When business owners ask us about “tax rates in Australia for 2026”, they are usually trying to answer two different questions:
- What tax rates apply to the 2025 to 26 income year (1 July 2025 to 30 June 2026, lodgements typically due from July 2026 onwards)?
- What can we do now to manage cash flow, reduce avoidable tax, and stay audit-ready with the ATO?
Our view is simple: rates matter, but structure, timing, substantiation, and real-time reporting matter more. With AI-driven workflows, we can keep those levers visible throughout the year, not just at tax time.
The quick context: what “2026 tax rates” usually means
In Australia, individual and business tax is assessed by income year (financial year), not calendar year. In practice:
- “2026 tax rates” typically refers to the 2025 to 26 income year ending 30 June 2026.
- The ATO applies the relevant rates to your taxable income, after deductions and offsets.
Rates can change through legislation or the Federal Budget.

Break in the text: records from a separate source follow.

PR #302, opened 2020-06-06
Harmonized HASS spelling and tried to make docu a bit clearer

spacegaier:
Tried to harmonize the spelling a bit (i.e. HASS vs hass), plus make the context of the page clearer.

### DIFF
--- a/docs/home_assistant.md
+++ b/docs/home_assistant.md
@@ -3,10 +3,10 @@ layout: default
 ---
 
 
-Home Assistant Component
+Home Assistant KNX Integration
 ========================
 
-XKNX is shipped within [Home Assistant](https://www.home-assistant.io/), the great platform for home automation, in the form of the included [KNX component](https://www.home-assistant.io/integrations/#search/KNX).
+XKNX is shipped within [Home Assistant (HA)](https://www.home-assistant.io/), the great solution for home automation, in the form of the included [KNX integration](https://www.home-assistant.io/integrations/#search/KNX).
 
 For development and debugging reasons - or to catch up with the newest features - you may still want to use the custom component version of the plugin.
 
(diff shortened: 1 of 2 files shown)


docs/home_assistant.md
```diff
@@ -54,7 +54,7 @@ Starting via service is also possible, but you have to change the configuration
 Configuration:
 --------------
 
-The configuration works as described within [Home Assistant documentation](https://home-assistant.io/components/#search/knx) with the difference that the component is called `xknx` instead of `knx`.
+The configuration for the manually checked out version works the same as described within [Home Assistant KNX documentation](https://home-assistant.io/components/#search/knx) with the difference that the component is called `xknx` instead of `knx` (which is be the HASS default KNX integration name).
```
farmio, line 57: - "with the difference that the component is called `xknx`" should we use "platform" instead of component? (Component is now light or switch - I think the wording changed some time ago)
- "which is be" doesn't sound right. I think this is a typo.

docs/home_assistant.md
```diff
@@ -6,15 +6,15 @@ layout: default
 Home Assistant Component
 ========================
 
-XKNX ships with [Home Assistant](https://home-assistant.io/components/#search/knx), the great platform for home automation!
+XKNX is shipped within [Home Assistant](https://www.home-assistant.io/), the great platform for home automation, in the form of the included [KNX component](https://www.home-assistant.io/integrations/#search/KNX).
 
-For development and debugging reasons - or to catch up with the newest features - you may still use the custom component version of the plugin.
+For development and debugging reasons - or to catch up with the newest features - you may still want to use the custom component version of the plugin.
```
farmio, line 11: Maybe we shouldn't call it plug-in as it could be easily confused with "add-on" which is a different Home-Assistant concept. 
I'd say integration or platform.

docs/home_assistant.md
spacegaier: * The wording in general in HA is quite confusing to me, which is why I triggered a new discussion [here](https://github.com/home-assistant/developers.home-assistant/issues/570) to get more clarity.
* Yes, midnight typo.

spacegaier:
I agree with your comments (esp. regarding German :grin:). I like the `Home Assistant (HA)` approach. I don't think we necessarily need "Core" in there.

The figures below reflect the commonly applied rates as at April 2026, and we recommend confirming any updates against ATO guidance.
Individual tax rates (Australian residents) for 2025 to 26
For most directors, high-income professionals, and sole traders, this table is the starting point for modelling tax outcomes.
| Taxable income (AUD) | Marginal tax rate | Tax on this income (excluding Medicare levy) |
|---|---|---|
| $0 to $18,200 | 0% | Nil |
| $18,201 to $45,000 | 16% | 16c for each $1 over $18,200 |
| $45,001 to $135,000 | 30% | $4,288 plus 30c for each $1 over $45,000 |
| $135,001 to $190,000 | 37% | $31,288 plus 37c for each $1 over $135,000 |
| $190,001+ | 45% | $51,638 plus 45c for each $1 over $190,000 |
These are the marginal rates, meaning only the income in each band is taxed at that band’s rate.
For the ATO reference page, see individual income tax rates.
Medicare levy (and why it changes the real outcome)
Most Australian residents also pay the Medicare levy, generally 2% of taxable income, subject to low-income thresholds and specific exemptions.
If you have private hospital cover and your income exceeds the relevant thresholds, you may also face the Medicare levy surcharge. For many high-income households, this becomes a meaningful planning variable.
Non-resident tax rates (when it matters)
If you are a non-resident for tax purposes, the rates and thresholds differ, including no tax-free threshold in most cases. This commonly arises for:
- founders relocating overseas
- expatriates returning to Australia
- overseas investors earning Australian-sourced income
Residency is a facts-and-evidence analysis. We typically treat this as a strategic review because the downstream effects touch PAYG withholding, capital gains, and reporting.
For background, see the ATO’s non-resident tax rates.
Company tax rates for 2025 to 26
Companies are taxed at a flat rate, but there are commonly two rates depending on eligibility.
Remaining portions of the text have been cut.